» **What you need to do**
From the entries, return every line where the string "Test" shows up.

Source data
PR #697, opened 2020-07-08
Fixed Optional properties to null for engagement and project service

punamasawa777:
1. Fixed Optional properties to null for engagement service
2. Added a Test case for the same
                                   
3. Fixed Optional properties to null for project service
4. Added a Test case for the same

5 Password Validation (Min length for password to 6 Character)


src/common/validators/password.validator.ts
```diff
@@ -0,0 +1,21 @@
...
+      constraints: [options],
+      validator: {
+        validate: (value) =>
+          typeof value === 'string' &&
+          isLength(value, { min: 6, max: undefined }),
+        defaultMessage: () => 'Password must have minimum 6 characters',
+      },
+    },
+    validationOptions
+  );
```
CarsonF, line 21: `@MinLength` decorator already exists

michaelmarshall: please update

punamasawa777:
@michaelmarshall , I assumed to have custom text for validation
i will make changes with @MinLength Decorator

Issue #695, opened 2020-07-08
Get all Locations > query locations($input : LocationListInput!) > Input - Filter is mandatory 


iPiyushPatel:
**Describe the bug**
Get all Locations > query locations($input : LocationListInput!) > Input - Filter is mandatory 

**Steps to Reproduce**
On Graphql playground or Postman - create a API request as below snap & attached notepad file and execute request.

**Expected Result**
Location results are returned and Filter input shouldn't be mandatory. 

**Actual Result**
Getting "Expected parameter(s): filter" error.

GraphQL Query ( partnerships ):
![image](https://user-images.githubusercontent.com/5212585/86937324-bc635580-c15c-11ea-97d3-5398f6fcd43f.png)

**Query and Input File**
[locations_FilterError.txt](https://github.com/SeedCompany/cord-api-v3/files/4891569/locations_FilterError.txt)

CordAPIV3# 3dd7156

CarsonF:
It's a DB query error

zkhin:
@CarsonF If the filter input is not provided, should I have to return all locations?

CarsonF:
Exactly.

CarsonF:
Here's an example of a conditional where clause
https://github.com/SeedCompany/cord-api-v3/blob/dd8863a98b01a81e936235c7d9da879ec4a5f8ed/src/components/file/file.repository.ts#L103-L112

reneepe:
@zkhin I'm getting the following error.

![image](https://user-images.githubusercontent.com/38309285/87360759-c9a38a00-c538-11ea-9400-daa8eec56bdd.png)

CarsonF:
@reneepe That's your error. You've defined `$input` variable in your locations query (first line), but then have not provided it in the _query variables_ panel at the bottom.

You don't have to define the query with a variable, you could just hardcode the necessary parameters in the locations input (line 2). That's usually what I do.
For example,
```gql
query {
  location(id: "12asdf34") {
    ...
  }
}
```
Or in this case specifically
```gql
query {
  locations(input: { page: 1, count: 25 }) {
    ...
  }
}
```
All of those parameters are optional though so you could just omit them
```gql
query {
  locations {
    ...
  }
}
```

PR #698, opened 2020-07-08
Issue: 695 - Fix location list filter mandatory

zkhin:
Fixes: https://github.com/SeedCompany/cord-api-v3/issues/695

### DIFF
--- a/src/components/location/location.service.ts
+++ b/src/components/location/location.service.ts
@@ -205,6 +205,7 @@ export class LocationService {
         `
           MATCH (location {active: true})-[:name {active:true }]->(name:Property {active: true})
           WHERE name.value CONTAINS $filter
+          AND ('Zone' IN labels(location) OR 'Region' IN labels(location) OR 'Country' IN labels(location))
           WITH COUNT(name) as total, name, location
           MATCH (location {active: true})-[:name {active:true }]->(name:Property {active: true})
           RETURN total, location.id as id, name.value as name
@@ -215,7 +216,7 @@ export class LocationService {
         {
           skip: (page - 1) * count,
           count,
-          filter: filter.name,
+          filter: filter.name ? filter.name : '',
         }
       )
       .run();
--- a/src/components/location/location.service.ts
+++ b/src/components/location/location.service.ts
@@ -203,20 +203,16 @@ export class LocationService {
       .query()
       .raw(
         `
-          MATCH (location {active: true})-[:name {active:true }]->(name:Property {active: true})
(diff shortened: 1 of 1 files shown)


src/components/location/location.service.ts
```diff
@@ -205,6 +205,7 @@ export class LocationService {
         `
           MATCH (location {active: true})-[:name {active:true }]->(name:Property {active: true})
           WHERE name.value CONTAINS $filter
+          AND ('Zone' IN labels(location) OR 'Region' IN labels(location) OR 'Country' IN labels(location))
```
CarsonF, line 208: I'm not going to harp on this right now, but the base node should have a `Location` label. That way we can select it in the match clause instead of having to filter here.

src/components/location/location.service.ts
```diff
@@ -205,6 +205,7 @@ export class LocationService {
         `
           MATCH (location {active: true})-[:name {active:true }]->(name:Property {active: true})
           WHERE name.value CONTAINS $filter
```
CarsonF, line 207:
```suggestion
          WHERE name.value CONTAINS ''
```
This may work but is it the best?

src/components/location/location.service.ts
```diff
@@ -215,7 +216,7 @@ export class LocationService {
         {
           skip: (page - 1) * count,
           count,
-          filter: filter.name,
+          filter: filter.name ? filter.name : '',
```
CarsonF, line 219: FYI
```suggestion
          filter: filter.name ?? '',
```

src/components/location/location.service.ts
zkhin: If we don't use this clause, it will fetch all nodes which `Property.name` contains `filter` and call `readOne` function. And in this `readOne` function if the label doesn't match with [`Country`, `Region`, `Zone`], it will throw `BadRequest`.. so I added this clause in this query.

michaelmarshall: We will always need labels on match clauses to prevent a full DB scan. Labels are indexed.

michaelmarshall: `UNION` may be worth looking into. You can make 3 separate queries using labels that should provide better performance and do what you need it to.

CarsonF: `UNION` shouldn't be necessary. The base node can be created with all 3 labels, `BaseNode:Location:Country` and then we match for whatever the use case is.

michaelmarshall: that's right, forgot about :Location being a generic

» **Solution for this problem**
2. Added a Test case for the same
4. Added a Test case for the same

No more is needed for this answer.